There was no immediate reaction from the National Liberation Army, with which Petro suspended peace talks in January after a violent incursion on the border with Venezuela. The group has denied involvement in drug trafficking, but Colombian authorities regularly announce the dismantling of cocaine laboratories and the seizure of drugs believed to be owned by the rebels.

In September, the Trump administration accused Colombia of failing to cooperate in the drug war, even though Washington at the time issued a sanctions waiver that would have resulted in aid cuts. Colombia is the world’s largest exporter of cocaine, and cultivation of the vital component of the coca leaf reached an all-time high last year, according to the United Nations.

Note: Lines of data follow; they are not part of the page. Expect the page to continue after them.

PR #12189, opened 2019-07-23
[Gutenberg] - PR 02 - Editor default and migration

etoledom:
Third step to implement https://github.com/wordpress-mobile/gutenberg-mobile/issues/1233
Based on https://github.com/wordpress-mobile/WordPress-iOS/pull/12166

This PR implements the editor default logic and the migration of the local setting to remote, when the remote setting is empty.

To test:
- Open the test user's report card
  - Check that nothing is set on `SELECTED EDITORS` for mobile platform.
  - You can press `reset` to remove the setting if there's any.

**Sync and Migration from local to remote:**
- Login with a test user.
  - Check that the locally defined default editor was set on the report card.
- Toggle the switch 
  - Check that the new value was set on the report card.

**Sync from remote to local**
- Set a blog on Aztec and a blog on Gutenberg
- Uninstall the app, install and login again
- Check that the editor switch correspond to the editor set on the report card for both blogs

**Auto-enabled dialog**
- Open a Gutenberg post on a blog originally set to use Aztec (from a clean install)
  - Check that the dialog appears and both the switch and the report card is set to gutenberg for that blog
- Open the other blog set to gutenberg.
- Switch it back to Aztec.
- Open a blog with gutenberg blocks.
  - Check that it opens with Gutenberg, but the switch and the report card remain as Aztec, and no dialog appears.

**Migration from global setting to per-site setting**
- On 12.9 set to Gutenberg:
  - Updating to 13.0, all blogs should default to gutenberg
  - No autoenable-dialog should appear for any blog.

- On 12.9 set to Aztec:
  - Updating to 13.0 should: 
    - Keep Aztec on older users (most users)
    - Auto-enable gutenberg for newer users

**New installs from 13.0 and beyond**
- The default editor should be Gutenberg for all newer users
- The default editor should be Aztec for all older users

**Note:** A newer user is defined as having a userID > 149287441

cc @daniloercoli

### DIFF
--- a/WordPress/Classes/Models/Blog+Editor.swift
+++ b/WordPress/Classes/Models/Blog+Editor.swift
@@ -29,6 +29,9 @@ extension Blog {
     }
 
     @objc var isGutenbergEnabled: Bool {
-        return self.editor.mobile == .gutenberg
+        guard let selectedEditor = editor.mobile else {
+            return GutenbergSettings().getDefaultEditor(for: self) == .gutenberg
+        }
+        return selectedEditor == .gutenberg
     }
 }
--- a/WordPress/Classes/Models/Blog+Editor.swift
+++ b/WordPress/Classes/Models/Blog+Editor.swift
@@ -11,27 +11,38 @@ enum WebEditor: String {
 }
 
 extension Blog {
-    struct Editor {
-        fileprivate let blog: Blog
-        var mobile: MobileEditor? {
-            return MobileEditor(rawValue: blog.mobileEditor ?? "")
+    static let mobileEditorKeyPath = "mobileEditor"
+    static let webEditorKeyPath = "webEditor"
+
+    /// The stored setting for the default mobile editor
+    ///
+    var mobileEditor: MobileEditor? {
+        get {
+            return rawValue(forKey: Blog.mobileEditorKeyPath)
         }
-        var web: WebEditor? {
-            return WebEditor(rawValue: blog.webEditor ?? "")
-        }
-        func setMobileEditor(_ newValue: MobileEditor) {
-            blog.mobileEditor = newValue.rawValue
+        set {
+            setRawValue(newValue, forKey: Blog.mobileEditorKeyPath)
         }
     }
 
-    var editor: Editor {
-        return Editor(blog: self)
+    /// The stored setting for the default web editor
+    ///
+    var webEditor: WebEditor? {
+        get {
+            return rawValue(forKey: Blog.webEditorKeyPath)
+        }
+        set {
+            setRawValue(newValue, forKey: Blog.webEditorKeyPath)
+        }
+    }
+
+    /// The editor to use when creating a new post
+    ///
+    var editor: MobileEditor {
+        return mobileEditor ?? GutenbergSettings().getDefaultEditor(for: self)
     }
 
     @objc var isGutenbergEnabled: Bool {
-        guard let selectedEditor = editor.mobile else {
-            return GutenbergSettings().getDefaultEditor(for: self) == .gutenberg
-        }
-        return selectedEditor == .gutenberg
+        return editor == .gutenberg
     }
 }
--- a/WordPress/Classes/Services/EditorSettingsService.swift
+++ b/WordPress/Classes/Services/EditorSettingsService.swift
@@ -64,6 +64,17 @@ import Foundation
         }, failure: failure)
     }
 
+    func syncEditorSettingsForAllBlogs() {
+        let blogService = BlogService(managedObjectContext: managedObjectContext)
+        guard let blogs = blogService.blogsForAllAccounts() as? [Blog] else {
+            return
+        }
+        let blogsWithAccount = blogs.filter({ $0.account != nil })
+        for blog in blogsWithAccount {
+            syncEditorSettings(for: blog, success: {}, failure: { _ in })
+        }
+    }
+
     func api(for blog: Blog) -> WordPressComRestApi? {
         return blog.wordPressComRestApi()
     }
--- a/WordPress/Classes/Services/EditorSettingsService.swift
+++ b/WordPress/Classes/Services/EditorSettingsService.swift
@@ -19,7 +19,7 @@ import Foundation
         let service = EditorServiceRemote(wordPressComRestApi: api)
         service.getEditorSettings(siteID, success: { (settings) in
             do {
-                try self.saveRemoteEditorSettings(settings, on: blog)
+                try self.update(blog, remoteEditorSettings: settings)
                 ContextManager.sharedInstance().save(self.managedObjectContext)
                 success()
             } catch EditorSettingsServiceError.mobileEditorNotSet {
@@ -30,12 +30,12 @@ import Foundation
         }, failure: failure)
     }
 
-    private func saveRemoteEditorSettings(_ settings: EditorSettings, on blog: Blog) throws {
+    private func update(_ blog: Blog, remoteEditorSettings settings: EditorSettings) throws {
+        blog.webEditor = WebEditor(rawValue: settings.web.rawValue)
         guard settings.mobile != .notSet else {
             throw EditorSettingsServiceError.mobileEditorNotSet
         }
         blog.mobileEditor = MobileEditor(rawValue: settings.mobile.rawValue)
-        blog.webEditor = WebEditor(rawValue: settings.web.rawValue)
     }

Most recently, the State Department said it would revoke Petro’s visa while he was in New York to attend the United Nations General Assembly due to his participation in a protest in which he called on American soldiers to stop following Trump’s orders. “I ask all soldiers of the United States Army not to point their rifles against humanity” and “disobey Trump’s orders,” Petro said.

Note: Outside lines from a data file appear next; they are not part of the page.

PR #12192, opened 2019-07-23
Update Fastlane

jkmassel:
Patches the minimagick advisory
Should also provide better Xcode 11 support

**To Test:**
Do an internal release from `develop`. Don't worry about version numbers, just delete it from Hockey when you're done. This should test the majority of the WPiOS fastlane tooling.


jkmassel:
If I `rm -rf vendor/ && bundle install` in the project, I can't run do an internal release because the secret store checks fail currently.

If we're good to merge this as-is, I'm fine with that, but I wanted to get that fixed before submitting this for testing by other folks.

Issue #171, opened 2013-10-09
Post Media: Deleting the only media looses tab title.


aerych:
To reproduce.

Edit an existing post with on media item.
Tap on the media tab.
Tap on the media item and delete it.
The media tab is empty and has lost its title and is empty.

Since there is no media to view a better experience might be to return the user to the post editor. 

iOS 6 / iPhone 5

PR #12195, opened 2019-07-24
[Jetpack] Jetpack Remote Install Error log

### LINKED ISSUE #12138: Stats: Better Error Messaging for Jetpack Remote Install Failure

danielebogo:
Refs. #12138 

This PR adds more log info about the JRI error received.

New log example:
```
Jetpack Remote Install error for site SITE_URL – The request timed out. (-1001: unknown)
```

I will update the Podfile as soon [#171](https://github.com/wordpress-mobile/WordPressKit-iOS/pull/171) is merged.

## To test:
• Try to install Jetpack on a website that might fail (Use a slow connection profile to generate a timeout)

Update release notes:

### DIFF
--- a/Podfile
+++ b/Podfile
@@ -43,9 +43,9 @@ def wordpress_ui
 end
 
 def wordpress_kit
-    pod 'WordPressKit', '~> 4.3.0-beta.1'
+#    pod 'WordPressKit', '~> 4.3.0-beta.1'
     #pod 'WordPressKit', :git => 'https://github.com/wordpress-mobile/WordPressKit-iOS.git', :branch => 'issue/stats_timezone'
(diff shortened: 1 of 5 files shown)


danielebogo:
Thanks @frosty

Petro said a Colombian man was killed in a raid on September 16, and identified him as Alejandro Carranza, a fisherman from the coastal town of Santa Marta. He said Carranza had nothing to do with drug trafficking and that his boat was broken down when he was hit.

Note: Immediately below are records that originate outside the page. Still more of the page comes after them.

PR #12199, opened 2019-07-24
Stats: adjust 'relativeStringInPast' logic

### LINKED ISSUE #12172: Stats LPS summary: single periods have plural descriptors
In the Latest Post Summary summary text, when the period is 1, the time period is plural (hours, days, weeks, months, years). 

lps_summary

It would be nice if they were singular where applicable.

ScoutHarris:
Fixes #12172 

This modifies the logic used to determine `relativeStringInPast` (used by Latest Post Summary and Followers).

- When a time falls into the `AndaHalf` categories, the time is now rounded accordingly.
  - Ex: previously 1.75 days would display as "1 days". Now it displays as "2 days".
- 1 day and 1 hour are now displayed as "a day" and "an hour". 
  - Previously, they would display as "1 days" and "1 hours".
- Updated month breakpoints to be more inline with Calypso.

To test:
- On sites with varying periods since the Latest Post Summary was published, go to Insights LPS.
- Verify the periods are as expected.

Update release notes:

### DIFF
--- a/WordPress/Classes/ViewRelated/Stats/Helpers/StatsDataHelper.swift
+++ b/WordPress/Classes/ViewRelated/Stats/Helpers/StatsDataHelper.swift
@@ -187,57 +187,57 @@ extension Date {
         let hours = components.hour ?? 0
         let minutes = components.minute ?? 0
 
-        if days >= DateFormattingBreakpoints.aboutYearAndAHalf.rawValue {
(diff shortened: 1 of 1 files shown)


ScoutHarris:
> what do you think if DateFormattingBreakpoints contains static vars rather than cases?

I like it, and I did it. 😄 Thanks @danielebogo !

“US government officials committed murder and violated our sovereignty in territorial waters,” Petro wrote on X. “The Colombian boat was veering off course and was carrying a distress signal, with one of its engines running. We are awaiting clarifications from the US government.”

Petro said he informed the Attorney General’s Office and asked it to take immediate action to initiate legal proceedings at the international level and in US courts. He continued to post a series of messages early Sunday about the murder.

“The United States invaded our national territory, launched a missile to kill a humble fisherman, and destroyed his family and children,” Petro wrote. “This is Bolivar’s homeland, and they are killing his children with bombs.”

Meanwhile, Noticias Caracol, a Colombian news program, reported that the man injured in the latest strike was taken to hospital after being repatriated and remains in serious condition.

It quoted Colombian Interior Minister Armando Benedetti as saying that the Colombian “will be tried, and he will be received – pardon the harsh expression – as a criminal, because it is known so far that he was carrying a boat full of cocaine, which in our country is a crime, and although he was in international waters, his return to his homeland will be as if he were being tried in the United States.”

Petro said the man was on board a “drug submarine.”

The Ecuadorian Interior Ministry confirmed in a statement sent to The Associated Press on Sunday that the United States had returned an Ecuadorian man injured in the latest strike. Officials identified him as Andres Fernando Tuvino Chela, and said a doctor found him in good health.

The Ministry indicated that two public prosecutors met with Tovino Chela and decided that he had not committed any crimes within the country’s borders and that there was no evidence to the contrary.

Cotto reported from San Juan, Puerto Rico. Associated Press writer Astrid Suarez in Bogotá, Colombia, contributed to this report.